Issue #637, opened 2020-09-23
Add debug information to QIR


alan-geller:
**Describe the solution you'd like**
It would be helpful if the QIR generator created LLVM debugging metadata. This is useful when consuming the QIR, and is strongly encouraged in the QIR specification.

kevinhartman:
I would love to work on this one!

As a first step, it looks like we need to add the Metadata and DebugInfo portions of Ubiquity LLVM to the LlvmBindings project, and port them to LLVMSharp.

I've just started doing that, but before I go too far, is there any technical reason why they weren't ported originally? Just curious if perhaps LLVMSharp is missing functionality we need to support this. Hopefully it was just a timing thing.

Perhaps @swernli would know?

swernli:
Hi @kevinhartman! We would definitely appreciate the help here. This case is going to be at least a little bit tricky, because of exactly what you were already worried about: Ubiquity LLVM makes use of additional functionality supported by their custom native wrapper that isn't exposed via the regular LLVM-C API and therefore isn't present in LLVMSharp. I did start trying to port the debug code, but gave up since there wasn't an immediate need. In recent conversations about debug info, this topic came up again, and the hope I had is that LLVM-C via LLVMSharp exposes enough of the debug API to port the most relevant portions of the Ubiquity functionality over such that we can get what we need for our purposes. That will require either writing new wrapper objects from scratch using the Ubiquity types as inspiration or teasing apart the components of the debug objects that are not dependent on custom APIs.

[...]

PR #1026, opened 2021-05-11
Port Debug and Metadata API to LLVMBindings

kevinhartman:
To support #637, this changeset ports the Debug and Metadata APIs of Ubiquity Llvm.NET to the `LLVMBindings` project using LLVMSharp.

As background, the vanilla Ubiquity Llvm.NET implementation of Debug and Metadata handling uses a custom native API to expose functionality that is not otherwise present in the LLVM C API. Because we only have access to the C API (via LLVMSharp), the goal of this changeset is to bring in as much of the Ubiquity Debug and Metadata object model as possible, while relying strictly on LLVM C via LLVMSharp.

I'm happy to report that I was able to port almost all of it, without major changes to the Ubiquity object model.

### Porting notes
To continue the same patterns used to originally port existing portions of Ubiquity to LLVMSharp:
- `Debug` and `Metadata` folders of Ubiquity were copied to `LLVMBindings`.
- Uses of `Ubiquity.NET.Llvm.Interop` were replaced with corresponding types and calls from `LLVMSharp.Interop`.
- While LLVMSharp exposes the entire unsafe LLVM C API, it does not contain safe wrapper functions for everything. For those cases, safe wrappers were added to `LLVMBindings/LLVMSharpExtensions` in the form of C# extension methods on the corresponding LLVM ref types.
- Any uses of `Ubiquity.NET.Llvm.Properties` or `Ubiquity.ArgValidators` were stripped out.

The next sections cover the difficulties posed by eliminating Ubiquity's custom native wrapper calls.

#### Challenges
- Operand access for `NamedMDNode` was moved to `BitcodeModule`, since corresponding LLVM C functions require a module ref, and LLVM C provides no way to get an `MDNode`'s parent module. This seemed like the most natural fit, since `NamedMDNode`s belong to a module, anyway. Clients can just pass the `NamedMDNode` name to the relevant operand function on `BitcodeModule`.
- In vanilla Ubiquity, `MDNode` operand access is done through custom native functions that operate in terms of metadata ref types. LLVM C provides `LLVMGetMDNodeOperands`, which is in terms of value refs. Luckily, `LLVMGetMDNodeOperands` expects a `MetadataAsValue` type, so we can first wrap our `MDNode` in a value via `LLVMMetadataAsValue`. The returned operands are value refs, but for operands that we know to be metadata (`MetadataAsValue`), the implementation of `LLVMValueAsMetadata` will actually extract and return the underlying metadata. For operands we know to be true values, a new method `GetOperandValue` is exposed which skips that conversion. A call to this method replaces previous situations where a value operand was obtained originally via the custom native call (as a `ValueAsMetadata`), and then unwrapped to a value via another custom native call. In summary, `MDNode` operand access was possible without Ubiquity's custom native lib via some clever chaining of LLVM C calls.
- We now depend on there being exactly one `Context` instance per C# .NET thread. This is managed via `ThreadContextCache` (previously `ContextCache`), and is implemented using thread local storage. Attempting to create an additional `Context` from the same thread without first disposing of the current one will throw an exception. The reason for this change is that LLVM C does not provide a way to get the context of an `MDNode`, but this is needed for `MDNode` operand access.
- Some enumeration types were not available via LLVMSharp, so in these cases, the proper values have been ported from LLVM sources.

#### Not ported
The vast majority of the non-portable Ubiquity API are `DI` class properties that depend directly on a custom Ubiquity native call. Some of these properties were used internally by Ubiquity to validate preconditions of certain operations. In these cases, the validation is simply removed. From the perspective of QIR generation, these missing properties probably aren't important.

This includes:
- `DISubrprogram.Describes(IrFunction)`
- `MDNode.IsTemporary`
- `MDNode.IsDistinct`
- `MDNode.IsResolved`
- `MDNode.IsUniqued`
- `DISubRange.GetLowerBound`
- `DILocation.InlinedAsScope`
- `DINode.Tag`
- `DebugInfoBuilder.Finish(DISubProgram)`
- `DIBasicType.Encoding`

Other:
- Setters for any `MDNode` operands. LLVM C doesn't expose any way to change the operands of an existing `MDNode`.
- `DebugInfoBuilder.ForwardDeclareFunction`. LLVM C does not expose `DIBuilder.createTempFunctionFwdDecl`.
- `ValueAsMetadata.Value`. LLVM C doesn't expose a way to get the value of a `ValueAsMetadata`. Note that using `LLVMMetadataAsValue` would simply wrap the `ValueAsMetadata` inside a `MetadataAsValue`.
- The source file name cannot be set on a BitcodeModule created via `BitcodeModule.InterningFactory.CreateBitcodeModule`.

### Testing
As a proof-of-concept, the below IR is the result of using the ported API to generate debug info for QIR compile units, namespaces, and function declarations ([deb781d0](https://github.com/microsoft/qsharp-compiler/pull/1026/commits/deb781d078b32959060d719a773761d8d25871fc)). Note that the `DISubroutineType` is stubbed.

The `MDNode` hierarchy was also tested to validate that operand access is working as intended via the VS debugger.

```ll
%Range = type { i64, i64, i64 }
%Tuple = type opaque
%String = type opaque

@PauliI = constant i2 0
@PauliX = constant i2 1
@PauliY = constant i2 -1
@PauliZ = constant i2 -2
@EmptyRange = internal constant %Range { i64 0, i64 1, i64 -1 }

define %Tuple* @Microsoft__Quantum__Core__Attribute__body() !dbg !2 {
entry:
  ret %Tuple* null
}

define %Tuple* @Microsoft__Quantum__Core__EntryPoint__body() !dbg !8 {
entry:
  ret %Tuple* null
}

define %Tuple* @Microsoft__Quantum__Core__Inline__body() !dbg !10 {
entry:
  ret %Tuple* null
}

define double @Microsoft__Quantum__Testing__QIR__TestDouble__body(double %x, double %y) !dbg !12 {
entry:
  %0 = fadd double %x, %y
  %a = fsub double %0, 2.000000e+00
  %1 = fmul double %a, 1.235000e+00
  %2 = call double @llvm.pow.f64(double %x, double %y)
  %b = fadd double %1, %2
  %3 = fcmp oge double %a, %b
  br i1 %3, label %condTrue__1, label %condFalse__1

condTrue__1:                                      ; preds = %entry
  %4 = fsub double %a, %b
  br label %condContinue__1

condFalse__1:                                     ; preds = %entry
  %5 = fadd double %a, %b
  br label %condContinue__1

condContinue__1:                                  ; preds = %condFalse__1, %condTrue__1
  %c = phi double [ %4, %condTrue__1 ], [ %5, %condFalse__1 ]
  %6 = fmul double %a, %b
  %7 = fmul double %6, %c
  ret double %7
}

; Function Attrs: nounwind readnone speculatable willreturn
declare double @llvm.pow.f64(double, double) #0

define { %String* }* @Microsoft__Quantum__Targeting__TargetInstruction__body(%String* %__Item1__) !dbg !15 {
entry:
  %0 = call %Tuple* @__quantum__rt__tuple_create(i64 ptrtoint (i1** getelementptr (i1*, i1** null, i32 1) to i64))
  %1 = bitcast %Tuple* %0 to { %String* }*
  %2 = getelementptr inbounds { %String* }, { %String* }* %1, i32 0, i32 0
  store %String* %__Item1__, %String** %2, align 8
  call void @__quantum__rt__string_update_reference_count(%String* %__Item1__, i32 1)
  ret { %String* }* %1
}

declare %Tuple* @__quantum__rt__tuple_create(i64)

declare void @__quantum__rt__string_update_reference_count(%String*, i32)

attributes #0 = { nounwind readnone speculatable willreturn }

!llvm.dbg.cu = !{!0}

!0 = distinct !DICompileUnit(language: DW_LANG_C, file: !1, producer: "Q# Compiler", isOptimized: false, runtimeVersion: 0, emissionKind: FullDebug, splitDebugInlining: false)
!1 = !DIFile(filename: "test-debug.qs", directory: "")
!2 = distinct !DISubprogram(name: "Microsoft__Quantum__Core__Attribute__body", scope: !3, file: !1, line: 6, type: !4, scopeLine: 6, flags: DIFlagPrototyped, spFlags: DISPFlagDefinition, unit: !0, retainedNodes: !7)
!3 = !DINamespace(name: "Microsoft.Quantum.Core", scope: !1, exportSymbols: true)
!4 = !DISubroutineType(types: !5)
!5 = !{!6, !6, !6}
!6 = !DIBasicType(name: "double", size: 64, encoding: DW_ATE_float)
!7 = <temporary!> !{}
!8 = distinct !DISubprogram(name: "Microsoft__Quantum__Core__EntryPoint__body", scope: !3, file: !1, line: 12, type: !4, scopeLine: 12, flags: DIFlagPrototyped, spFlags: DISPFlagDefinition, unit: !0, retainedNodes: !9)
!9 = <temporary!> !{}
!10 = distinct !DISubprogram(name: "Microsoft__Quantum__Core__Inline__body", scope: !3, file: !1, line: 9, type: !4, scopeLine: 9, flags: DIFlagPrototyped, spFlags: DISPFlagDefinition, unit: !0, retainedNodes: !11)
!11 = <temporary!> !{}
!12 = distinct !DISubprogram(name: "Microsoft__Quantum__Testing__QIR__TestDouble__body", scope: !13, file: !1, line: 5, type: !4, scopeLine: 5, flags: DIFlagPrototyped, spFlags: DISPFlagDefinition, unit: !0, retainedNodes: !14)
!13 = !DINamespace(name: "Microsoft.Quantum.Testing.QIR", scope: !1, exportSymbols: true)
!14 = <temporary!> !{}
!15 = distinct !DISubprogram(name: "Microsoft__Quantum__Targeting__TargetInstruction__body", scope: !16, file: !1, line: 28, type: !4, scopeLine: 28, flags: DIFlagPrototyped, spFlags: DISPFlagDefinition, unit: !0, retainedNodes: !17)
!16 = !DINamespace(name: "Microsoft.Quantum.Targeting", scope: !1, exportSymbols: true)
!17 = <temporary!> !{}
```


kevinhartman:
To review this PR, it might make sense to review and add comments [here](https://github.com/kevinhartman/Llvm.NET/pull/1/files) instead.

That is a PR of the relevant files from this branch into a fork of Ubiquity with existing Q# changes applied. That should capture exactly what porting changes I made.

kevinhartman:
Switching this out of draft, since only auto-formatting is needed, which I'll run only after review to keep the diff with Ubiquity more readable.

### TODO
- [x] Add a link to a diff between vanilla Ubiquity and ported code for reviewers.
https://github.com/kevinhartman/Llvm.NET/pull/1/files
- [x] Update method comments.
- [x] Switch to implicit ref conversions in `LLVMMetadataRefExtensions`.
- [x] Remove example QIR debug generation from PR (the full implementation should be a separate PR).
Reverted [deb781d0](https://github.com/microsoft/qsharp-compiler/pull/1026/commits/deb781d078b32959060d719a773761d8d25871fc).
- [x] Remove TODO section from PR description prior to merge.
- [ ] Run code formatting (avoided until now to make porting and code review easier).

=== Directions ===
Output the first line of the entries above and every line after it, exactly as written, ending with the line that contains "I would love to work on this one!".

=== Result ===
Issue #637, opened 2020-09-23
Add debug information to QIR


alan-geller:
**Describe the solution you'd like**
It would be helpful if the QIR generator created LLVM debugging metadata. This is useful when consuming the QIR, and is strongly encouraged in the QIR specification.

kevinhartman:
I would love to work on this one!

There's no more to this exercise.